ASSIGNMENT: Please return every line in the entries below with the word "were" in it.

INPUT DATA:
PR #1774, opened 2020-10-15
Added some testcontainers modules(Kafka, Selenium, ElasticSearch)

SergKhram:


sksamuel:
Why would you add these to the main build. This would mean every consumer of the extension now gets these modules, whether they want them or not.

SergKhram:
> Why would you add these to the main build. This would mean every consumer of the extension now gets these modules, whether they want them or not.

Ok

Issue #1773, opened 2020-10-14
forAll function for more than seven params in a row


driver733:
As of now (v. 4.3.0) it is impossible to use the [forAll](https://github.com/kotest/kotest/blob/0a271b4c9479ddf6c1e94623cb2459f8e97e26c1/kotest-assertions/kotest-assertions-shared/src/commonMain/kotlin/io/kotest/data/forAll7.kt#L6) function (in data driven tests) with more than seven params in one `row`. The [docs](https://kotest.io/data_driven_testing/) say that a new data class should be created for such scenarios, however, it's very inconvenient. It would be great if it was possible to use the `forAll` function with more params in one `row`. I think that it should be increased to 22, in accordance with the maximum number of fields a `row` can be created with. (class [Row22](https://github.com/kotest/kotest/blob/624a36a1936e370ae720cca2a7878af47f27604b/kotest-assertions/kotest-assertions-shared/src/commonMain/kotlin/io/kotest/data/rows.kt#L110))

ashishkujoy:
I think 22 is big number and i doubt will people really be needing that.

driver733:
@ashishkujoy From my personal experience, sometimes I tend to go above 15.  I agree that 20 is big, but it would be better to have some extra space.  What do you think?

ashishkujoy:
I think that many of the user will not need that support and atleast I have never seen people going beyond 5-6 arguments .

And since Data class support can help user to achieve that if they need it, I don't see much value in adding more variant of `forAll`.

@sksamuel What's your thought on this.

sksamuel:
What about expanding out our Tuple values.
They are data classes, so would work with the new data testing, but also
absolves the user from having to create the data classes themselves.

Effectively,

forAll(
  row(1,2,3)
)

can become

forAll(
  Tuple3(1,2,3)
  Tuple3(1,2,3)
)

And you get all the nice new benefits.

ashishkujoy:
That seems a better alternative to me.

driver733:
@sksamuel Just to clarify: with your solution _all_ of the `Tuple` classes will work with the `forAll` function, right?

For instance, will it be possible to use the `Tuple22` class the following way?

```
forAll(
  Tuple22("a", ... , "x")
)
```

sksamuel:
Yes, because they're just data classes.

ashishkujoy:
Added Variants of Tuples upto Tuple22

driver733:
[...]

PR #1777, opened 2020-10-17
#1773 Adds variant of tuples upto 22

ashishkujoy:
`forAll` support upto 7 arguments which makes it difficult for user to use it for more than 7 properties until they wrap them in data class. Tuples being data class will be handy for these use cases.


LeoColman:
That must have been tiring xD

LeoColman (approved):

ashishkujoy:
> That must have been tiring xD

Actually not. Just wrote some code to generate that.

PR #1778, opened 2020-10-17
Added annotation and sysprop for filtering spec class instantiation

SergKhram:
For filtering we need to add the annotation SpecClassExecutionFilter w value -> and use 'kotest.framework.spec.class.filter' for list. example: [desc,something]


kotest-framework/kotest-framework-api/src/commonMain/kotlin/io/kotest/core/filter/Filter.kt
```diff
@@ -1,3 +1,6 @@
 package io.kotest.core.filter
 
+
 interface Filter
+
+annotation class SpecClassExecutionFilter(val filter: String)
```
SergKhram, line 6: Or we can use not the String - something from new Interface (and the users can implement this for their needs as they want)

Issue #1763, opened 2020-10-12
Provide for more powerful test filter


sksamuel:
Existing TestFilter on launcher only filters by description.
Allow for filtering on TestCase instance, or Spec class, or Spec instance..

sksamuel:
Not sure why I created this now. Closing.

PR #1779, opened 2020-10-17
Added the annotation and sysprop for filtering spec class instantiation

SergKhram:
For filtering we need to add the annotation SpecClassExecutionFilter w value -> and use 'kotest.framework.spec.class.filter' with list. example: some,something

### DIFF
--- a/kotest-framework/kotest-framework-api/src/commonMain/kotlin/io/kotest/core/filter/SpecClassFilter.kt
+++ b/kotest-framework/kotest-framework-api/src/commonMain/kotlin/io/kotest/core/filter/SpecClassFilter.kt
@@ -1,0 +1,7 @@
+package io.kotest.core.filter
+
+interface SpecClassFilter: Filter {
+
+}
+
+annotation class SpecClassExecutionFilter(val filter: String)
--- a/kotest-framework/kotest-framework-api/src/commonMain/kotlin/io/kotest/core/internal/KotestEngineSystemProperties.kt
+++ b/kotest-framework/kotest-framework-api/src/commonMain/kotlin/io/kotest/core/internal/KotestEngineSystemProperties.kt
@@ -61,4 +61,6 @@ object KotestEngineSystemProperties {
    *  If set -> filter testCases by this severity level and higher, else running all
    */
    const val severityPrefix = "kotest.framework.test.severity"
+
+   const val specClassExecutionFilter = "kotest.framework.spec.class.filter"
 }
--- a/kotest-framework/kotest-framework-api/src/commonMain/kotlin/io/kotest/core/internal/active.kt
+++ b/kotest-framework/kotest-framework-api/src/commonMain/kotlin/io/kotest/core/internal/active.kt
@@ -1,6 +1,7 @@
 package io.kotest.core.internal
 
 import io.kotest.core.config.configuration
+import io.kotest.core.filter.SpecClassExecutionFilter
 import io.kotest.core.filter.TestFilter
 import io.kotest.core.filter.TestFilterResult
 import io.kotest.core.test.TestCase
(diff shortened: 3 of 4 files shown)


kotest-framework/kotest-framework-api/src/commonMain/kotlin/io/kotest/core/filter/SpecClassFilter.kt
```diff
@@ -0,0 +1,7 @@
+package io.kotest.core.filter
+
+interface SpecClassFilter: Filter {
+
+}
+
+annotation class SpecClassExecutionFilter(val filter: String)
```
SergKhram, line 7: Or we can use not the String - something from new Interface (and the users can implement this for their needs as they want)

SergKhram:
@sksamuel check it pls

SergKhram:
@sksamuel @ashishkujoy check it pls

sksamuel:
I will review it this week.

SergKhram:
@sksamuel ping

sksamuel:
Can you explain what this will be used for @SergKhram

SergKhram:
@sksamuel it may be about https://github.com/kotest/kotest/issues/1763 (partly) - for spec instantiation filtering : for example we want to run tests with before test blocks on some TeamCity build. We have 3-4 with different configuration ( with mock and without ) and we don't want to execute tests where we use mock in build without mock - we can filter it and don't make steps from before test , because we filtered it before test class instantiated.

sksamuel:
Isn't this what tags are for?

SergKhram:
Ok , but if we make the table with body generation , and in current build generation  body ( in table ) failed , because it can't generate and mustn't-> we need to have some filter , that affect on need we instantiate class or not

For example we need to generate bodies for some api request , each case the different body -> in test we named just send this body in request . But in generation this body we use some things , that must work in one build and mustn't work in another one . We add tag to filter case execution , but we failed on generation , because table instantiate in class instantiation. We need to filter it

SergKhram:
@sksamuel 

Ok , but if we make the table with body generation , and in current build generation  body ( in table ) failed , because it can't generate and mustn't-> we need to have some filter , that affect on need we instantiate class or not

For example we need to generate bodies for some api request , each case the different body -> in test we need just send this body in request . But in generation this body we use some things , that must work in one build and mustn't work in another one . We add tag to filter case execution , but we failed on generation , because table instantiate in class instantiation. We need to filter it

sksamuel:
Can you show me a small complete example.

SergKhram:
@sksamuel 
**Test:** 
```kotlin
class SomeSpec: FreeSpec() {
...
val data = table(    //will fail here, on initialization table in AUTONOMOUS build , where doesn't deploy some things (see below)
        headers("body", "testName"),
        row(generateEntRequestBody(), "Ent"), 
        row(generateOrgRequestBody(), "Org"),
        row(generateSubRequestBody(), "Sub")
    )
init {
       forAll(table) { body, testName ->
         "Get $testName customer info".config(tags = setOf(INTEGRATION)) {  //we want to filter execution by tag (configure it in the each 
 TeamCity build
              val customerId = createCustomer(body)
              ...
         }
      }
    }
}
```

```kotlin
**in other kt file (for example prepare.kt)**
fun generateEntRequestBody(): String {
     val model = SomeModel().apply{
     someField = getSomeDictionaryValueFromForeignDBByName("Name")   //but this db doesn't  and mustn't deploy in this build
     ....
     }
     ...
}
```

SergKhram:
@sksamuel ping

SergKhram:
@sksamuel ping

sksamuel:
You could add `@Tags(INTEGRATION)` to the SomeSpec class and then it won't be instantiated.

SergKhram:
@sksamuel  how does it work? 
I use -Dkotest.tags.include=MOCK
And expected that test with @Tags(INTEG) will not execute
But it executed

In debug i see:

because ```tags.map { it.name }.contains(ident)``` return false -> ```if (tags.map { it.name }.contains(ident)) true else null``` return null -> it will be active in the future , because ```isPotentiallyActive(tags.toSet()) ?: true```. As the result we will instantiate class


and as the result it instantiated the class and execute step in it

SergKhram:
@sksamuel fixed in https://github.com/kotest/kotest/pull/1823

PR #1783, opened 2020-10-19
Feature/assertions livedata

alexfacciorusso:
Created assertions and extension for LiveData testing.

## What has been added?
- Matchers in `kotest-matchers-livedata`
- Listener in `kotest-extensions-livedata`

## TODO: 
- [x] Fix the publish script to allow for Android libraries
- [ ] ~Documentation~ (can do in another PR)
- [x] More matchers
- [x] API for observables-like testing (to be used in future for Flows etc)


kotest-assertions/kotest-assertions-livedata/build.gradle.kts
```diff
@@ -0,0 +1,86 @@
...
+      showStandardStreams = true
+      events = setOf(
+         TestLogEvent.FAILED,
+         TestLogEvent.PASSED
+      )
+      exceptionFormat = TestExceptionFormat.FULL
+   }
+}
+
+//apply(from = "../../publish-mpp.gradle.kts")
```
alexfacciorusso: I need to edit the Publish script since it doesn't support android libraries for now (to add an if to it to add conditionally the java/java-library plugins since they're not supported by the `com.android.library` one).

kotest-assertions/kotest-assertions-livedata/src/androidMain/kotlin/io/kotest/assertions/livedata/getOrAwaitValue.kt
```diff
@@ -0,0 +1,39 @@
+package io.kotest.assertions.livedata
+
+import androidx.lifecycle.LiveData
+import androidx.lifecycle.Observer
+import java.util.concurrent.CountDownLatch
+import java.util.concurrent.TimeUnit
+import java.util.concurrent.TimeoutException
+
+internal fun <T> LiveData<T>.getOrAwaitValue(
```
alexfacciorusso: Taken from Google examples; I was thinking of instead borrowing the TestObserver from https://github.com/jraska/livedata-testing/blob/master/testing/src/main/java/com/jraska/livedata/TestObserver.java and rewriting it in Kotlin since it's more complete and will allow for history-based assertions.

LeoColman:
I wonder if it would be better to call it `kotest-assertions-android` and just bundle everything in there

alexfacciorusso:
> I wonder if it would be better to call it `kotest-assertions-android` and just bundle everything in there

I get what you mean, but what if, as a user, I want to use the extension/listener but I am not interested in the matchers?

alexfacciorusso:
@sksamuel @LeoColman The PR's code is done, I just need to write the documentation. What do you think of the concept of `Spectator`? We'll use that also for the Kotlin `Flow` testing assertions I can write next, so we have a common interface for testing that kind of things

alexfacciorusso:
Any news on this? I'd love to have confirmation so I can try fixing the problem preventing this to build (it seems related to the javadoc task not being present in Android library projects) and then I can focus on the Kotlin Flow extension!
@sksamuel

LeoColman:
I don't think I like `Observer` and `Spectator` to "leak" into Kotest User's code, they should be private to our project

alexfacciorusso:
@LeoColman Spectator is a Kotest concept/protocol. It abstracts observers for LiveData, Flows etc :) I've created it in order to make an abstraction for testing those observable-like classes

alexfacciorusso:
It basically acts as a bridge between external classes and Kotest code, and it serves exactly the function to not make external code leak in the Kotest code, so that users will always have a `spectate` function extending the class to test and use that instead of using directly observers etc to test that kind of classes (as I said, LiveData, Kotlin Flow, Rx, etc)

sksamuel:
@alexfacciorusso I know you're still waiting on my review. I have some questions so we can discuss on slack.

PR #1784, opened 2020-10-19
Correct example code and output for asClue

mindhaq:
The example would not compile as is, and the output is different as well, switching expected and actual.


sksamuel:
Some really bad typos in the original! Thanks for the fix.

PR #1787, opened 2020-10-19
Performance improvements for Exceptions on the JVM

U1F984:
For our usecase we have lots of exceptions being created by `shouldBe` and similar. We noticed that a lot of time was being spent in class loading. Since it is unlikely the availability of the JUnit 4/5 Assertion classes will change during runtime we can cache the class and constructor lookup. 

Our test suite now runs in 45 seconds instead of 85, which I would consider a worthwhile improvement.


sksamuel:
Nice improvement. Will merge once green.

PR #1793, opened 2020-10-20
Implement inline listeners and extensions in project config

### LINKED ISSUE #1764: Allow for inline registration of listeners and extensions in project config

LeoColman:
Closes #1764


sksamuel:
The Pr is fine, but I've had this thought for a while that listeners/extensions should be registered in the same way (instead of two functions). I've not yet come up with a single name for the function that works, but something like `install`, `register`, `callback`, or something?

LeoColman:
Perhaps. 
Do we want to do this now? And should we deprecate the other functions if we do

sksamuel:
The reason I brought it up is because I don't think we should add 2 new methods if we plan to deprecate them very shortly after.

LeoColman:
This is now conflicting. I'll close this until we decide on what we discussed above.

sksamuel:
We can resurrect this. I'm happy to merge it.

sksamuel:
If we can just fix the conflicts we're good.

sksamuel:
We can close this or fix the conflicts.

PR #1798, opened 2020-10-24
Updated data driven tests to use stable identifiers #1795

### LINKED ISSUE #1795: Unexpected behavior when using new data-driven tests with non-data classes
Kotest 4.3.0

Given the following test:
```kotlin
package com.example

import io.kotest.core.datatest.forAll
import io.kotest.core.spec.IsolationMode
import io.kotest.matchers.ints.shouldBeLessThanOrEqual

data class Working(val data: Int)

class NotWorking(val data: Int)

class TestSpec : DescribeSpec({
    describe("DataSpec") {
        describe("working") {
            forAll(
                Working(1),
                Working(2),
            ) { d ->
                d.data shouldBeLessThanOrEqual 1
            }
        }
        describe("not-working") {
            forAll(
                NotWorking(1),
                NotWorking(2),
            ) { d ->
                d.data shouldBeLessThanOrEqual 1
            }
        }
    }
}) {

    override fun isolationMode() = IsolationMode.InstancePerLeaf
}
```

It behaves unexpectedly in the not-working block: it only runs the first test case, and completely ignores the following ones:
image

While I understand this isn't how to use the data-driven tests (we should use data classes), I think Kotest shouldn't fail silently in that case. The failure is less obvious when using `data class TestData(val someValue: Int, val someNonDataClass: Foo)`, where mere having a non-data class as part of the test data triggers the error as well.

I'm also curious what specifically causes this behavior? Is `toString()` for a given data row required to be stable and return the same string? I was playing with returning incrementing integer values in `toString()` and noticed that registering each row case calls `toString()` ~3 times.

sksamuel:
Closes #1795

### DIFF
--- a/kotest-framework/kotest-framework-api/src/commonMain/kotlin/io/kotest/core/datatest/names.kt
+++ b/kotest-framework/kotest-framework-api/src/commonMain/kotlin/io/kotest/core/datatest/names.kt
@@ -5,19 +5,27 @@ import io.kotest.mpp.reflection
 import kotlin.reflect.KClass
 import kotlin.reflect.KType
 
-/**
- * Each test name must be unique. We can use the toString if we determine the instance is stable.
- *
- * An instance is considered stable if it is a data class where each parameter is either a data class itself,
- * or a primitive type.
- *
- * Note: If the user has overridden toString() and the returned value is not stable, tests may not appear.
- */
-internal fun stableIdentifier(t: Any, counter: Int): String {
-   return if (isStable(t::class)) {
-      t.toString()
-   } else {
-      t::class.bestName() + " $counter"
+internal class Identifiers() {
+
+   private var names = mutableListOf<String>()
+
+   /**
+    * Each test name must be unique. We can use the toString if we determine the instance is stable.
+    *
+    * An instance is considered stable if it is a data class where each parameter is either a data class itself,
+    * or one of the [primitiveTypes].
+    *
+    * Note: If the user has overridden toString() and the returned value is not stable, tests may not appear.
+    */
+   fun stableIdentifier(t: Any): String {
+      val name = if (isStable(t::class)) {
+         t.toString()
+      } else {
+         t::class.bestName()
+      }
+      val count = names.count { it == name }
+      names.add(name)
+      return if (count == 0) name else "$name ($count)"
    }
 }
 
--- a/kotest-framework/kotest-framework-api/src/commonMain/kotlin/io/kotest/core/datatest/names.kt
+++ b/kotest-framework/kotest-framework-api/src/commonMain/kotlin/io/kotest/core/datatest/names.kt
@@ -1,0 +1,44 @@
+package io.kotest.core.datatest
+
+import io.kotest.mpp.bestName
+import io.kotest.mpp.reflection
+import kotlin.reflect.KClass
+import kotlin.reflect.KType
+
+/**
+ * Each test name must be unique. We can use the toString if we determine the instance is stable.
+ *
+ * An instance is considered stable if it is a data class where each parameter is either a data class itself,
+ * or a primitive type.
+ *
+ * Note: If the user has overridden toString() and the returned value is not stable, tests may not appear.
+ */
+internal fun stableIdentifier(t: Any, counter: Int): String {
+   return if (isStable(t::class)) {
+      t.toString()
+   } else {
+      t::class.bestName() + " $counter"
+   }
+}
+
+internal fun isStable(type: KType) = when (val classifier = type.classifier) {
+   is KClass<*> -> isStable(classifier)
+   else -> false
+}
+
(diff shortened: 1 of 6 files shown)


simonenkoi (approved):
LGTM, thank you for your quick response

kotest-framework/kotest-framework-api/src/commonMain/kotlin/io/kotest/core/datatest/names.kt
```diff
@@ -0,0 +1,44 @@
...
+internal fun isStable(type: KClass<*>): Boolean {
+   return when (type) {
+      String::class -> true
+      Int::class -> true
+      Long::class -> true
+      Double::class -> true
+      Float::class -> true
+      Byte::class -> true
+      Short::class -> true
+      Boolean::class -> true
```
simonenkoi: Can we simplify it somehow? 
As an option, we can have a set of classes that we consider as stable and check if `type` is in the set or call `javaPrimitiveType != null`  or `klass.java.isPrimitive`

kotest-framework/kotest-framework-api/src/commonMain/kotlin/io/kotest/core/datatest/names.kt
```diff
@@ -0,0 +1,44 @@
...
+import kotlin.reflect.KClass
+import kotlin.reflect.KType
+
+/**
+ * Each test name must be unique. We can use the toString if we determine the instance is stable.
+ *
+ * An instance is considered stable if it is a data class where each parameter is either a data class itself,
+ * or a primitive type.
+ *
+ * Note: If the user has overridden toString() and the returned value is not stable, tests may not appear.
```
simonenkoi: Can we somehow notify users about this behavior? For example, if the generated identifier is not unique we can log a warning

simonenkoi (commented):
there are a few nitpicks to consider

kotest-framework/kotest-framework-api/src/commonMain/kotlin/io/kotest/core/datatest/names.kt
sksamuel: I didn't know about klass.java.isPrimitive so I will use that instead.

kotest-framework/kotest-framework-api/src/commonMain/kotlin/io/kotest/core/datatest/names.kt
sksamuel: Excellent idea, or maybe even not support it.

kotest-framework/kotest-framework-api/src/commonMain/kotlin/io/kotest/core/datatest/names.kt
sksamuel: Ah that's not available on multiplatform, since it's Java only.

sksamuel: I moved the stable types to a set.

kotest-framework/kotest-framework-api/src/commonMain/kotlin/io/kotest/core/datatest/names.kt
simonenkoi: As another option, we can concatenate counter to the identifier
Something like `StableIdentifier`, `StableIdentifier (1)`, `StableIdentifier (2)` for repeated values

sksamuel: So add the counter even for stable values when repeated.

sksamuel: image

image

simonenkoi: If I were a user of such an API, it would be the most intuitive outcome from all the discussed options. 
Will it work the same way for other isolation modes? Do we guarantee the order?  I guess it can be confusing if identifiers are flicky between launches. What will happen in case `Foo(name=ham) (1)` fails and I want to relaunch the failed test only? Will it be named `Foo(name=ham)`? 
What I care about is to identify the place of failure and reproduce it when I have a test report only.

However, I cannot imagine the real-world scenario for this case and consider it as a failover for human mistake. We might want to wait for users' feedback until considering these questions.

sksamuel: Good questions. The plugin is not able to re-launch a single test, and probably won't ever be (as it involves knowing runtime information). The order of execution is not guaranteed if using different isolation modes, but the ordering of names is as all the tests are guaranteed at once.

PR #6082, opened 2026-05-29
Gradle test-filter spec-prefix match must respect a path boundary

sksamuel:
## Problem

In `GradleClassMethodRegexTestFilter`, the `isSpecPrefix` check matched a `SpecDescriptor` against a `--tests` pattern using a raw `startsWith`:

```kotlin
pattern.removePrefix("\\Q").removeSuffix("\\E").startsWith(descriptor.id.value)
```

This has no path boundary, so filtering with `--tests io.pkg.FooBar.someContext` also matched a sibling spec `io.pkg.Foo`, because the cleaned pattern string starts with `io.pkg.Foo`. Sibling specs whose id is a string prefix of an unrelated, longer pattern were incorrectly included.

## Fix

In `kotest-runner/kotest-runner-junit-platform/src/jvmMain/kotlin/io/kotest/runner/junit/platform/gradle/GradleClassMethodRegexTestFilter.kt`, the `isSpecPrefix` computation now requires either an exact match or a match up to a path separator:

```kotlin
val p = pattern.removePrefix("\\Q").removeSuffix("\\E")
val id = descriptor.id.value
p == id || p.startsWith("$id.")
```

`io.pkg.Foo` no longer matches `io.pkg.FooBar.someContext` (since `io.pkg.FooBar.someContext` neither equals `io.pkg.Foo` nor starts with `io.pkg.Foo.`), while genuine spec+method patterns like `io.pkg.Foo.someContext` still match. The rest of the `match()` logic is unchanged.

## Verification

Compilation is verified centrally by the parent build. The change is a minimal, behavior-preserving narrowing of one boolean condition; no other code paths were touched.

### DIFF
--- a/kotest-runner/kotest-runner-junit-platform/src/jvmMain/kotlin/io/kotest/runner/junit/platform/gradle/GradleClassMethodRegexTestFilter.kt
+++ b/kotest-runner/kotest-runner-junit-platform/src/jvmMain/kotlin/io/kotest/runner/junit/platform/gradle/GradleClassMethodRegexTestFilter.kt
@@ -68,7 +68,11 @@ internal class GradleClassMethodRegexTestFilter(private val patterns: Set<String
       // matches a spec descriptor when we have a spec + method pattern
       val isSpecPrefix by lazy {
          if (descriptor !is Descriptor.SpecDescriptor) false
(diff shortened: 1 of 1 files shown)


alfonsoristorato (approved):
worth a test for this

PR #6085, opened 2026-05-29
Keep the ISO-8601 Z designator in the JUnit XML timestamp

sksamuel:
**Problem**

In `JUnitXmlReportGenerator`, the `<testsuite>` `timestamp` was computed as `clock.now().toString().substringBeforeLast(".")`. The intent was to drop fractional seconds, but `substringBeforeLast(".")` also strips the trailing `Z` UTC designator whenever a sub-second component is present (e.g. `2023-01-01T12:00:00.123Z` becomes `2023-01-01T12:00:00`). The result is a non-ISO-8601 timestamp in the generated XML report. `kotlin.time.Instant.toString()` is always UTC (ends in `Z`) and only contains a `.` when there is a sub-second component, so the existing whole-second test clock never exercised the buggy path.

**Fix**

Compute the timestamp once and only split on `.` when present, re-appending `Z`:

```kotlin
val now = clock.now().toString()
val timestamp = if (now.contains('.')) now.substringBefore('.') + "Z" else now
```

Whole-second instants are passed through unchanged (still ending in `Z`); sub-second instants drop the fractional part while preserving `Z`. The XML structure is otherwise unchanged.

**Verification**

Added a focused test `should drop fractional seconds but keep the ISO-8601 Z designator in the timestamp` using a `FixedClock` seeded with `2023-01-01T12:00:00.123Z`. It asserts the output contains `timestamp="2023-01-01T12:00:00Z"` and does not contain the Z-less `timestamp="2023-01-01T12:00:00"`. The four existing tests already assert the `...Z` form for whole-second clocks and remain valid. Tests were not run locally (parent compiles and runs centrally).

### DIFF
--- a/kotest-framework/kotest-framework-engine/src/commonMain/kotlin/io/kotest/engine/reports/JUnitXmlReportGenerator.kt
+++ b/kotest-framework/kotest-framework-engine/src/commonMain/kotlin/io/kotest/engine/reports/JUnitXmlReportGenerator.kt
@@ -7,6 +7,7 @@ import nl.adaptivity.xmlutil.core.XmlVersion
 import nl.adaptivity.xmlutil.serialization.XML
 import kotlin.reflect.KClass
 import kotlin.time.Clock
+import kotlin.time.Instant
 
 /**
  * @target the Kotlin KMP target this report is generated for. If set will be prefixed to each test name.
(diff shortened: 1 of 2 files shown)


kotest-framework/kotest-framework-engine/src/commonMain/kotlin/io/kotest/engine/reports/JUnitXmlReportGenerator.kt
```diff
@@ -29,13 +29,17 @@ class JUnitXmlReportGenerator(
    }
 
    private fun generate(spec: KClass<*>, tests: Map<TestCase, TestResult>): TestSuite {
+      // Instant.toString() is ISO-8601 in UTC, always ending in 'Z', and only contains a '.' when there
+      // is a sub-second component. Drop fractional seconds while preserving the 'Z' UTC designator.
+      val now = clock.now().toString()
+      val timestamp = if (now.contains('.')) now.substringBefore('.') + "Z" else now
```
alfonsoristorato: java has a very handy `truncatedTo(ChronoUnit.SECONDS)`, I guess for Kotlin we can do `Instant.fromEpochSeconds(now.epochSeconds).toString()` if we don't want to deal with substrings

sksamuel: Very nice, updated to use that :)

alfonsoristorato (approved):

EXPECTED ANSWER:
simonenkoi: If I were a user of such an API, it would be the most intuitive outcome from all the discussed options. 
This has no path boundary, so filtering with `--tests io.pkg.FooBar.someContext` also matched a sibling spec `io.pkg.Foo`, because the cleaned pattern string starts with `io.pkg.Foo`. Sibling specs whose id is a string prefix of an unrelated, longer pattern were incorrectly included.
Compilation is verified centrally by the parent build. The change is a minimal, behavior-preserving narrowing of one boolean condition; no other code paths were touched.
Added a focused test `should drop fractional seconds but keep the ISO-8601 Z designator in the timestamp` using a `FixedClock` seeded with `2023-01-01T12:00:00.123Z`. It asserts the output contains `timestamp="2023-01-01T12:00:00Z"` and does not contain the Z-less `timestamp="2023-01-01T12:00:00"`. The four existing tests already assert the `...Z` form for whole-second clocks and remain valid. Tests were not run locally (parent compiles and runs centrally).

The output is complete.